● **PROVIDED RECORDS**:
.....

PR #10960, opened 2024-05-05
Fix wrong and inconsistent PHP native types in atomic

kkmuffme:
See https://www.php.net/manual/en/language.types.declarations.php


src/Psalm/Type/Atomic/TIterable.php
```diff
@@ -101,7 +101,9 @@ public function toPhpString(
 
     public function canBeFullyExpressedInPhp(int $analysis_php_version_id): bool
     {
-        return $this->type_params[0]->isMixed() && $this->type_params[1]->isMixed();
+        return $analysis_php_version_id >= 7_01_00
```
SCIF, line 104: Does `7.1` actually should be supported?

PR #10969, opened 2024-05-08
Precise preg_match_all return type

VincentLanglet:


VincentLanglet:
> afaik positive-int is being deprecated, should be `int<0, max>` where you use that in a union with 0

I updated the notation then

VincentLanglet:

.....

● **PROBLEM REQUIREMENTS**: From the material above, copy out every line bearing the string "function".

● **RESPONSE AREA**:
@@ -101,7 +101,9 @@ public function toPhpString(
     public function canBeFullyExpressedInPhp(int $analysis_php_version_id): bool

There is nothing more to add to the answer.